Data entries
+ + +
PR #189, opened 2022-09-02
Lon-lat variable sediment porosity

jmaerz:
This feature branch enables to read a sediment porosity file as input for the sediment compartment of iHAMOCC. iHAMOCC then considers the spatially variable porosity through the scaling of the sediment pore water diffusion coefficients and in sediment processes. This feature can thus far only be switched on via the namelist switch `l_sed_por` for expert users (current default is `.false.`). 

The reading of a sediment porosity file is thus far untested (and will produce results different from CMIP6), while the current default version with `l_sed_por=.false.` produces bit identical results compared to the former master branch. I am working on the input file for this feature, but wanted to give you already the possibility to review the code changes.


jmaerz:
Ok, I just realize that the commit comes with all changes done in master over the past days (as compared to this development branch). Maybe it would be good to first merge the master into the development branch?

TomasTorsvik:
> Ok, I just realize that the commit comes with all changes done in master over the past days (as compared to this development branch). Maybe it would be good to first merge the master into the development branch?

Yes, probably that is a good idea, although this will create an additional merge commit on the development branch. Don't know if there is any better alternative though.

UPDATE: I created a PR for merging `master` to `feature-hamocc_beyond-CMIP6` #190

JorgSchwinger:
I'll wait with my review until #190 has been merged...

jmaerz:
Hi @JorgSchwinger and @TomasTorsvik , I briefly discussed with @TomasTorsvik about the history issue and tested out, whether an initial merge with the `feature-hamocc_beyond-CMIP6` branch would solve the history issue (**it does**). Given our common agreement on still merging features into master that do not break backward compatibility, I am now moving the pull request to the `master` branch. I will check again with regards to the loop order (thanks @JorgSchwinger).

hamocc/mo_sedmnt.F90
```diff
@@ -70,13 +70,19 @@ MODULE mo_sedmnt
       REAL, save :: dzs(ksp)    = 0.0
       REAL, save :: seddzi(ksp) = 0.0
       REAL, save :: seddw(ks)   = 0.0
-      REAL, save :: porsol(ks)  = 0.0
-      REAL, save :: porwah(ks)  = 0.0
-      REAL, save :: porwat(ks)  = 0.0
+      !REAL, save :: porsol(ks)  = 0.0
+      !REAL, save :: porwah(ks)  = 0.0
+      !REAL, save :: porwat(ks)  = 0.0
```
TomasTorsvik: Maybe these lines should be deleted instead of commented out? With the modified code theses lines can not be re-enabled by un-commenting.

hamocc/bodensed.F90
```diff
@@ -79,33 +82,60 @@ subroutine bodensed(kpie,kpje,kpke,pddpo)
...
+     enddo
   enddo
+  
+  sedict = 1.e-9 * dtbgc ! Moecular diffusion coefficient
+  ! Dissolution rate constant of opal (disso) [1/(kmol Si(OH)4/m3)*1/sec]
+  ! THIS NEEDS TO BE CHANGED TO disso=3.e-8! THIS IS ONLY KEPT FOR THE MOMENT
+  ! FOR BACKWARDS COMPATIBILITY
+  !disso=3.e-8  ! (2011-01-04) EMR
+  !disso=1.e-6 ! test vom 03.03.04 half live sil ca. 20.000 yr 
+  disso_sil = 1.e-6*dtbgc
```
TomasTorsvik:
```suggestion
  ! Dissolution rate constant of opal (disso) [1/(kmol Si(OH)4/m3)*1/sec]
  ! THIS NEEDS TO BE CHANGED TO disso=3.e-8! THIS IS ONLY KEPT FOR THE MOMENT
  ! FOR BACKWARDS COMPATIBILITY
  !disso_sil = 3.e-8*dtbgc  ! (2011-01-04) EMR
  !disso_sil = 1.e-6*dtbgc  ! test vom 03.03.04 half live sil ca. 20.000 yr 
  disso_sil = 1.e-6*dtbgc
```
Maybe a bit pedantic, but I think it is best if the commented lines also reflect the code change.

hamocc/bodensed.F90
```diff
@@ -79,33 +82,60 @@ subroutine bodensed(kpie,kpje,kpke,pddpo)
...
+     do j = 1, kpje
+     do i = 1, kpie
+        porsol(i,j,k) = 1. - porwat(i,j,k)
+        if(k >= 2) porwah(i,j,k) = 0.5 * (porwat(i,j,k) + porwat(i,j,k-1))
+        if(k == 1) porwah(i,j,k) = 0.5 * (1. + porwat(i,j,1))
+     enddo
+     enddo
   enddo
+  
+  sedict = 1.e-9 * dtbgc ! Moecular diffusion coefficient
```
TomasTorsvik:
```suggestion
  sedict = 1.e-9 * dtbgc ! Molecular diffusion coefficient
```
typo

hamocc/bodensed.F90
```diff
@@ -79,33 +82,60 @@ subroutine bodensed(kpie,kpje,kpke,pddpo)
...
+  ! THIS NEEDS TO BE CHANGED TO disso=3.e-8! THIS IS ONLY KEPT FOR THE MOMENT
+  ! FOR BACKWARDS COMPATIBILITY
+  !disso=3.e-8  ! (2011-01-04) EMR
+  !disso=1.e-6 ! test vom 03.03.04 half live sil ca. 20.000 yr 
+  disso_sil = 1.e-6*dtbgc
+  ! Silicate saturation concentration is 1 mol/m3
+  silsat    = 0.001
+
+  ! Degradation rate constant of POP (disso) [1/(kmol O2/m3)*1/sec]
+  disso_poc = 0.01 / 86400. * dtbgc  !  disso=3.e-5 was quite high
```
TomasTorsvik, line 139:
```suggestion
  disso_poc = 0.01 / 86400. * dtbgc
```
Is this comment relevant, do we need to keep it around?

hamocc/bodensed.F90
```diff
@@ -79,33 +82,60 @@ subroutine bodensed(kpie,kpje,kpke,pddpo)
...
 
-  sedict = 1.e-9 * dtbgc
+  ! Denitrification rate constant of POP (disso) [1/sec]
+  sed_denit =  0.01/86400. * dtbgc !ik      denit = 1.e-6*dtbgc
```
TomasTorsvik:
```suggestion
  sed_denit =  0.01/86400. * dtbgc
```
Same as above

hamocc/sedshi.F90
```diff
@@ -219,7 +219,7 @@ SUBROUTINE SEDSHI(kpie,kpje,omask)
 
 ! fill the last active layer
         refill=seddef/(buried+1.e-10) 
-        frac = porsol(ks)*seddw(ks) !changed k to ks, ik
+        frac = porsol(i,j,ks)*seddw(ks) !changed k to ks, ik
```
TomasTorsvik:
```suggestion
        frac = porsol(i,j,ks)*seddw(ks)
```
another comment that doesn't seem to add much info

TomasTorsvik (approved):
This looks fine to me. I wonder if we should use the opportunity to clean up some of the comments that seem outdated.

hamocc/mo_sedmnt.F90
jmaerz: Right. I missed to clean that. I'll do this.

hamocc/bodensed.F90
jmaerz: Correct, I can do this.

hamocc/bodensed.F90
jmaerz: I can't tell - maybe @JorgSchwinger made some experiences that allow for better judgement?

hamocc/bodensed.F90
jmaerz: @JorgSchwinger - any reason to keep the comment?

hamocc/sedshi.F90
jmaerz: I can delete it, sure.

hamocc/mo_sedmnt.F90
jmaerz: Done.

hamocc/bodensed.F90
jmaerz: Done.

hamocc/bodensed.F90
jmaerz: Done.

cime_config/buildnml
```diff
@@ -237,6 +237,9 @@ set OALKSCEN = "''"
 set OALKFILE = "''"
 set WITH_DMSPH = .false.
 set PI_PH_FILE = "''"
+set L_SED_POR = .false.
```
JorgSchwinger: Maybe a more suggestive name would be preferable? For example L_SEDPOR_2D to indicate that this activates a 2d-spatially variable sediment porosity?

cime_config/buildnml
```diff
@@ -1470,6 +1479,8 @@ cat >>! $RUNDIR/ocn_in$inststr << EOF
   INID14C      = $INID14C
   WITH_DMSPH   = $WITH_DMSPH
   PI_PH_FILE   = $PI_PH_FILE
+  L_SED_POR    = $L_SED_POR
+  SEDPORFILE   = $SEDPORFILE
 /
```
JorgSchwinger, line 1485: GitHub won't let me add a comment in an untouched part of the code, but further below at line 1840 there is a file `blom.input_data_list` created. If L_SED_POR is activated and SEDPORFILE specified, the filename should be added to this file (used by the CESM scripting system to check at submission whether all files are available)

cime_config/buildnml
jmaerz: I agree. Thanks for the suggestion! Maybe `l_3Dvarsedpor` (variable sediment porosity)?!

cime_config/buildnml
jmaerz: I see. Thanks for the explanation! I'll add that.

hamocc/bodensed.F90
```diff
@@ -79,33 +82,60 @@ subroutine bodensed(kpie,kpje,kpke,pddpo)
...
-  porwat(7) = 0.73
-  porwat(8) = 0.7
-  porwat(9) = 0.68
-  porwat(10) = 0.66
-  porwat(11) = 0.64
-  porwat(12) = 0.62
+  ! this initialization can be done later via reading a porosity map
+  if (l_sed_por)then
+   ! lon-lat variable sediment porosity from input file
+   call apply_sedpor(kpie,kpje,ks,omask,sed_por)
```
JorgSchwinger: I find it a bit overkill to define an extra module for ~10 lines of code (essentially porwat=sedpor) that could be just placed directly here.

jmaerz: :-) - agree - I was debating with myself - I'll change it.

hamocc/mo_read_sedpor.F90
```diff
@@ -0,0 +1,130 @@
...
+
+public :: ini_read_sedpor,sedporfile,sed_por
+
+character(len=512),save :: sedporfile = ''
+real,save,allocatable   :: sed_por(:,:,:) ! holds input data from nc-file 
+
+
+contains
+
+subroutine ini_read_sedpor(kpie,kpje,ks,omask)
```
JorgSchwinger: Actually, there is no need to allocate the array sed_por permanently: The array is only needed to transfer the data from this routine to bodensed (both called from hamocc_ini). So one could define sed_por as a local (automatic) array in hamocc_ini, pass it first to read_sedpor and then to bodensed. On return from hamocc_ini, sed_por will be automatically deallocated. I would then also rename this routine to `read_sedpor` because then there is nothing that is really initialised (this would be more consistent with the fact that this is a one time read operation, not something that is used later on).

On a side note, one could integrate `bodensed` into `mo_sedmnt` and rename it to `ini_sedmnt`, which would make more sense than having it as a stand-alone subroutine. Maybe something for later.

hamocc/bodensed.F90
JorgSchwinger: No, I don't think so, too.

jmaerz: Removed.

cime_config/buildnml
jmaerz: Done

cime_config/buildnml
jmaerz: Done

JorgSchwinger (approved):

hamocc/mo_read_sedpor.F90
jmaerz: Hi @JorgSchwinger , I am doing the first paragraph. With respect to the second part: I like the idea, was shortly about to do it already before. I would like to do this as another pull request, though, to minimize conflicts with my own developments. I'll move the subroutine soon.

jmaerz:
Hi @JorgSchwinger and @TomasTorsvik , I adjusted the code wrt to Jörgs comments and merged with current `master` to resolve upcoming conflicts (due to previous changes to the `powtra -> ocetra` mapping). The only thing I haven't changed thus far is the comment from Tomas: https://github.com/NorESMhub/BLOM/pull/189#discussion_r962732336 which just concerns a comment in the code. Do you want to re-review the pull request or shall I merge into `master`?

TomasTorsvik:
> The only thing I haven't changed thus far is the comment from Tomas: [#189 (comment)](https://github.com/NorESMhub/BLOM/pull/189#discussion_r962732336) which just concerns a comment in the code.

The comment is not essential. From my point of view you can merge it as it is into `master`.

JorgSchwinger:
Yes, I agree, please go ahead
+ + +
Description of the task | Which lines of the data contain "define"? Copy them all.

Solution for this exercise |
JorgSchwinger: I find it a bit overkill to define an extra module for ~10 lines of code (essentially porwat=sedpor) that could be just placed directly here.
JorgSchwinger: Actually, there is no need to allocate the array sed_por permanently: The array is only needed to transfer the data from this routine to bodensed (both called from hamocc_ini). So one could define sed_por as a local (automatic) array in hamocc_ini, pass it first to read_sedpor and then to bodensed. On return from hamocc_ini, sed_por will be automatically deallocated. I would then also rename this routine to `read_sedpor` because then there is nothing that is really initialised (this would be more consistent with the fact that this is a one time read operation, not something that is used later on).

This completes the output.